HOW TO COMPLETE THIS TASK: Filter these entries down to the lines that hold the word "opened", and show each of them.

THE DATA:
PR #1215, opened 2026-05-01
Feat/1196 auto sync overhaul

### LINKED ISSUE #1196: [Feature]: Per-channel lock and hide flags for auto-sync'd channels

CodeBormen:
## Description

Comprehensive rebuild of the M3U auto-channel-sync flow to make auto-synced channels safely customizable at scale.

The core addition is a new ChannelOverride table (one-to-one with Channel) that holds user-specified values for name, channel_number, channel_group, logo, tvg_id, tvc_guide_stationid, epg_data, and stream_profile. Sync continues to write only to Channel.* columns; the override row takes precedence at read time via a new with_effective_values() queryset helper that coalesces both sources at the SQL layer. Every output surface (HDHR, M3U, EPG, XC, channels list/detail, TV Guide summary) reads through this helper, so overrides surface consistently.

**New backend models / fields:**

- ChannelOverride (one-to-one Channel) with 8 nullable override columns
- Channel.user_hidden (boolean, indexed): excludes from output, preserved across refreshes
- Channel.channel_number is now nullable
- ChannelGroupM3UAccount.auto_sync_channel_end (float, nullable): inclusive upper bound for auto-sync range
- M3UAccount.auto_cleanup_unused_channels (boolean, default False): off-by-default toggle for the previously-always-on orphan cleanup; hidden channels are always preserved regardless

**New API endpoints:**

- GET /api/m3u/accounts/{id}/auto-created-channels-count/ - count + sample names for the delete-confirmation dialog
- POST /api/m3u/accounts/{id}/repack-group/?channel_group_id=X - manual compact-mode re-pack for a single group
- GET /api/channels/channels/numbers-in-range/?start=X&end=Y - occupants of a channel-number range, used by the live overlap warning
- GET /api/channels/streams/regex-preview/?channel_group=X&find=...&match=...&exclude=...&replace=... - server-side regex preview for the per-group config modal

**New backend modules / helpers:**

- apps/channels/compact_numbering.py (new): compact-mode pack/release/repack helpers used by sync, the post-save signal, and the manual repack endpoint.
- apps/channels/managers.py (new): SQL-level effective-value coalescing helper plus the custom ChannelManager.
- apps/m3u/tasks.py: sync_auto_channels rewritten for bulk operations, override-aware writes, range enforcement, EPG dispatch deduplication, multi-stream safety.
- apps/channels/signals.py: post-save handler triggers compact re-numbering on hide -> unhide transitions.

**Frontend additions:**

- Per-field reset-to-provider icon on every overridable field in the channel edit form. "Provider: <value>" subtext + Undo2 button on auto-synced channels with active overrides.
- Auto-created channels show "Auto-created from: <provider> / <stream>" at the top of the edit form.
- Per-group inline configuration in the M3U Live group filter: each group row has a Sync toggle, a Numbering Mode selector (Provider / Next Available / Fixed), and Start/End channel-number inputs alongside existing fields.
- Per-group "Configure" modal (GroupConfigureModal.jsx) opened from a gear icon on each group row. Holds Channel Sort Order, Compact Numbering toggle + Re-pack now button, Group Override (re-route auto-channels into a different ChannelGroup), Name Regex Find/Replace, Exclude Regex pattern, Force Dummy EPG, and a live regex preview pane with sample matches.
- Live overlap warning across group rows: detects cross-row range overlaps and unexpected occupants in real time as the user edits Start/End. Informational, non-blocking.
- Channels table visibility filter (Active Only / Hidden Only / Show All) and "Has Overrides" filter in the table header.
- Channels table inline indicators: yellow Pencil icon when overrides are active (tooltip lists the overridden field names); EyeOff icon when the channel is hidden.
- Inline cell edits route through the override row for auto-synced rows so edits survive the next sync.
- Bulk hide / unhide in the bulk edit modal, alongside the existing bulk override apply.
- Selection summary in the bulk edit modal: Selection: X auto-synced, Y manual.
- Failure modal grouped by reason (RANGE_EXHAUSTED, INTEGRITY_ERROR, OTHER) in the auto-sync completion notification, with collapsible sections and a per-group cap. The in-memory cap was raised from 50 to 1000 so realistic multi-provider failure sets are not truncated.
- Delete-Playlist preview in the confirmation dialog showing affected channel count.

**Behavior changes to pre-existing surfaces:**

- Channel.channel_number is now nullable. Output endpoints filter out null channel_number rows.
- M3U account delete cascades all auto-created channels owned by the account, regardless of user_hidden or override state; hidden status does not preserve the channel because there is no provider left to populate it on the next sync. Manual channels are unaffected; only the deleted account's streams cascade away. The destroy response now returns {"deleted_channels": N} (HTTP 200) instead of an empty 204.
- Bulk channel edit auto-routes auto-created channels through the override path so edits survive the next sync.
- Inline cell edits on the channels table similarly route through the override row for auto-synced rows.
- Channel-number duplicates are explicitly allowed at the API layer (sync's used_numbers seed avoids same-number collisions during a sync run).

**Bug fix included:**

- Bulk channel edit silently failed on API rejection. The catch block in ChannelBatch.jsx only emitted console.error, so the user saw the spinner stop with no notification and assumed success. Now surfaces a red toast with the server-provided detail and keeps the form open with the in-progress selection intact.

**Performance metrics and enhancements**

The new flow does significantly more work than the previous path; the implementation choices below keep it viable at scale. Measured against the verification fixture (1700 streams, ~6700 channels):

| Operation                                   | Result |
| ------------------------------------------- | ------ |
| Auto-sync cold, 1700 streams                | ~5.5s  |
| Auto-sync cold, 5000 streams                | ~43s   |
| HDHR lineup fetch, 6.7k channels            | ~0.3s  |
| M3U download, 6.7k channels                 | ~0.6s  |
| EPG XML download, 6.7k channels             | ~23s   |
| Channel list, page_size=1000                | ~1.4s  |
| Bulk PATCH, 100 channels                    | ~1.3s  |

WRITTEN ANSWER:
PR #1215, opened 2026-05-01
- Per-group "Configure" modal (GroupConfigureModal.jsx) opened from a gear icon on each group row. Holds Channel Sort Order, Compact Numbering toggle + Re-pack now button, Group Override (re-route auto-channels into a different ChannelGroup), Name Regex Find/Replace, Exclude Regex pattern, Force Dummy EPG, and a live regex preview pane with sample matches.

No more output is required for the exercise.